PR #6201, opened 2021-09-22
Support for repeatable qualifiers

graemerocher:
* Optimizes named qualifier creation
* Optimizes annotation qualifier creation
* Optimizes composite qualifier creation
* Adds support for repeatable qualifiers

Repeatable qualifiers are a CDI requirement https://github.com/micronaut-projects/micronaut-core/issues/4658

### DIFF
--- a/core/src/main/java/io/micronaut/core/annotation/AnnotationValue.java
+++ b/core/src/main/java/io/micronaut/core/annotation/AnnotationValue.java
@@ -32,6 +32,7 @@ import java.lang.annotation.RetentionPolicy;
 import java.lang.reflect.Array;
 import java.util.*;
 import java.util.function.Function;
+import java.util.stream.Collectors;
 import java.util.stream.Stream;
 
 /**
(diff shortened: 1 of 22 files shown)


dstepanov:
Can we have a simple test that checks that it's possible to read repeatable annotations from `InjectionPoint`?

graemerocher:
There is no `getQualifier()` method on `InjectionPoint`?

dstepanov:
I'm thinking of a scenario where would you like to extract all variations of `@Location(...)` and inject something accordingly.

graemerocher:
There is no general API today for doing detecting the type of qualifier and materializing a `Qualifier` instance from the metadata not for repeatable annotations, nor for any other type of qualifier.

Any code that uses the `InjectionPoint` to materialize qualifiers would have to current explicitly handle each case accordingly. I don't see that as in scope for this PR, perhaps it belongs as part of the repeatable annotation in metadata PR but not this one.

dstepanov (approved):

PR #6206, opened 2021-09-23
Applying @Format to query param duplicated in URI

### LINKED ISSUE #5223: @Format is not applied to query parameter in declarative http client if uri declares it
### Steps to Reproduce

Consider the following setup:

```java
public interface CurrencyAPI
{
    @Get("/currency/rates/range{?to,from}")
    Mono<Map<LocalDateTime, Map<String, BigDecimal>>> getRates(
        @QueryValue("from") @Format("yyyy-MM-dd'T'HH:mm:ss.SSSSSS") LocalDateTime from,
        @QueryValue("to") @Format("yyyy-MM-dd'T'HH:mm:ss.SSSSSS") LocalDateTime to);
}

@Client("currency-service")
public interface CurrencyClient extends CurrencyAPI
{
    @Override
    Mono<Map<LocalDateTime, Map<String, BigDecimal>>> getRates(
        @QueryValue("from") @Format("yyyy-MM-dd'T'HH:mm:ss.SSSSSS") LocalDateTime from,
        @QueryValue("to") @Format("yyyy-MM-dd'T'HH:mm:ss.SSSSSS") LocalDateTime to);
}

@Controller
public class CurrencyController implements CurrencyAPI
{
    @Override
    public Mono<Map<LocalDateTime, Map<String, BigDecimal>>> getRates(
        @Format("yyyy-MM-dd'T'HH:mm:ss.SSSSSS") LocalDateTime from,
        @Format("yyyy-MM-dd'T'HH:mm:ss.SSSSSS") LocalDateTime to)
    {
        return null;
    }
}
```

### Expected Behaviour

Call `currencyClient.getRates()` should complete successfully

### Actual Behaviour

Call `currencyClient.getRates()` errors out with parsing exception on server side, because the parameter is formatted by default formatter.

This happens because of logic in `HttpClientIntroductionAdvice#intercept`, lines 289-290
```
uri = uriTemplate.expand(paramMap);
uriVariables.forEach(queryParams::remove);
```

### Workaround

Duplicate the route annotation from the `*API` class without query params defined:
```java
@Client("currency-service")
public interface CurrencyClient extends CurrencyAPI
{
    @Override
    @Get("/currency/rates/range")
    Mono<Map<LocalDateTime, Map<String, BigDecimal>>> getRates(
        @QueryValue("from") @Format("yyyy-MM-dd'T'HH:mm:ss.SSSSSS") LocalDateTime from,
        @QueryValue("to") @Format("yyyy-MM-dd'T'HH:mm:ss.SSSSSS") LocalDateTime to);
}
``` 

### Environment 
Micronaut version 2.4.2

GavrilovSV:
fixes #5223

### DIFF
--- a/http-client-core/src/main/java/io/micronaut/http/client/bind/DefaultHttpClientBinderRegistry.java
+++ b/http-client-core/src/main/java/io/micronaut/http/client/bind/DefaultHttpClientBinderRegistry.java
@@ -24,6 +24,7 @@ import io.micronaut.core.beans.BeanProperty;
 import io.micronaut.core.bind.annotation.Bindable;
 import io.micronaut.core.convert.ConversionContext;
 import io.micronaut.core.convert.ConversionService;
+import io.micronaut.core.convert.format.Format;
 import io.micronaut.core.naming.NameUtils;
 import io.micronaut.core.type.Argument;
 import io.micronaut.core.util.CollectionUtils;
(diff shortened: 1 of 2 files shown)


jameskleeh:
Your test would pass without the changes you made because the format chosen was the same as the output of LDT.toString(). I also removed the check for `@Format` since that didn't seem relevant. Superseded by #6209

PR #6212, opened 2021-09-24
Add link for CLA agreement

ashishkujoy:
CLA is a mandatory step for doing any code contribution to micronaut, but this information is not mentioned in CONTRIBUTING.md, I think it will be better for new contributors to know this upfront so that it does not come up as surprise when they submit pull request.

### DIFF
--- a/CONTRIBUTING.md
+++ b/CONTRIBUTING.md
@@ -1,5 +1,7 @@
 # Contributing Code or Documentation to Micronaut
 
+Sign the [Contributor License Agreement (CLA)](https://cla-assistant.io/micronaut-projects/micronaut-core). This is required before any of your code or pull-requests are accepted.
+
 ## Finding Issues to Work on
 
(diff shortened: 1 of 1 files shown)


graemerocher:
Perhaps worth updating the project template as well https://github.com/micronaut-projects/micronaut-project-template/blob/master/CONTRIBUTING.md

ashishkujoy:
I added in the project template and realized that CLA is per repo base, so may we need to some github action will trigger when some create a new project from template, that GitHub action will update the CLA link.

ashishkujoy:
Jetbrains does something similar around this for plugin templates. https://github.com/JetBrains/intellij-platform-plugin-template/blob/main/.github/workflows/template-cleanup.yml 

Maybe i can add something similar to update CLA url for each new project created with that template.

ashishkujoy:
Added GitHub action to update CLA URL for each new project created using the template. 
https://github.com/micronaut-projects/micronaut-project-template/pull/142

ashishkujoy:
Is this good to merge, or are is there is any feedback on this to be implemented?

PR #6213, opened 2021-09-24
Add ElementType.ANNOTATION_TYPE to all tracing annotations

ajtuss:
Add `ElementType.ANNOTATION_TYPE` to all tracing annotations. Discussion: #6207


graemerocher:
Thanks for the contribution!

PR #6223, opened 2021-09-24
Store repeatable annotations info and avoid reflection call

dstepanov:
`DefaultAnnotationMetadata` needs to have a flag for backward compatibility


graemerocher:
Rather than the additional flag you can just overrride the new methods in `AnnotationMetadataWriter` for newly compiled byte code

dstepanov:
If I understand it correctly, that would create a new class per `DefaultAnnotationMetadata` which I don't think is a good idea

core/src/main/java/io/micronaut/core/annotation/AnnotationMetadata.java
```diff
@@ -1488,6 +1493,47 @@ default boolean hasDeclaredStereotype(@Nullable Class<? extends Annotation>... a
         return false;
     }
 
+    /**
+     * Is repeatable annotation?
+     * @param annotation The annotation
+     * @return true if repeatable
+     * @since 3.1
+     */
+    default boolean isRepeatableAnnotation(Class<? extends Annotation> annotation) {
```
graemerocher: Add nullability annotations to `annotation` parameter and if it can be `null` add null check or return false when `null`

core/src/main/java/io/micronaut/core/annotation/AnnotationMetadata.java
```diff
@@ -1459,9 +1464,9 @@ default boolean hasDeclaredAnnotation(@Nullable Class<? extends Annotation> anno
      */
     default boolean hasDeclaredStereotype(@Nullable Class<? extends Annotation> stereotype) {
         if (stereotype != null) {
-            Repeatable repeatable = stereotype.getAnnotation(Repeatable.class);
-            if (repeatable != null) {
-                return hasDeclaredStereotype(repeatable.value().getName());
+            Optional<String> repeatable = findRepeatableAnnotation(stereotype);
```
graemerocher: For these internal calls maybe we can avoid optional wrapping?

core/src/main/java/io/micronaut/core/annotation/AnnotationMetadata.java
```diff
@@ -1488,6 +1493,47 @@ default boolean hasDeclaredStereotype(@Nullable Class<? extends Annotation>... a
...
+    }
+
+    /**
+     * Find repeatable annotation container.
+     * @param annotation The annotation
+     * @return optional repeatable annotation container
+     * @since 3.1
+     */
+    default Optional<String> findRepeatableAnnotation(Class<? extends Annotation> annotation) {
+        return Optional.ofNullable(annotation.getAnnotation(Repeatable.class))
```
graemerocher, line 1519: Add nullability annotations to `annotation` parameter and if it can be `null` add null check or return `Optional.empty()` when `null`

core/src/main/java/io/micronaut/core/annotation/AnnotationMetadata.java
```diff
@@ -1488,6 +1493,47 @@ default boolean hasDeclaredStereotype(@Nullable Class<? extends Annotation>... a
...
+                .map(repeatable -> repeatable.value().getName());
+    }
+
+    /**
+     * Find repeatable annotation container.
+     * @param annotation The annotation
+     * @return optional repeatable annotation container
+     * @since 3.1
+     */
+    default Optional<String> findRepeatableAnnotation(String annotation) {
```
graemerocher: Add nullability annotations to `annotation` parameter

inject/src/main/java/io/micronaut/inject/annotation/AnnotationMetadataSupport.java
```diff
@@ -102,6 +121,14 @@
         return ANNOTATION_DEFAULTS.getOrDefault(annotation, Collections.emptyMap());
     }
 
+    /**
+     * @param annotation The annotation
+     * @return The repeatable annotation container.
+     */
+    public static String getRepeatableAnnotation(String annotation) {
```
——
> [EXERCISE REQUIREMENTS]
All that should be written out is the stretch of lines above between the one holding "annotation qualifier creation" and the one holding "import java.lang.reflect.Array;", inclusive, exactly as given.

> [OUTPUT BELOW]
* Optimizes annotation qualifier creation
* Optimizes composite qualifier creation
* Adds support for repeatable qualifiers

Repeatable qualifiers are a CDI requirement https://github.com/micronaut-projects/micronaut-core/issues/4658

### DIFF
--- a/core/src/main/java/io/micronaut/core/annotation/AnnotationValue.java
+++ b/core/src/main/java/io/micronaut/core/annotation/AnnotationValue.java
@@ -32,6 +32,7 @@ import java.lang.annotation.RetentionPolicy;
 import java.lang.reflect.Array;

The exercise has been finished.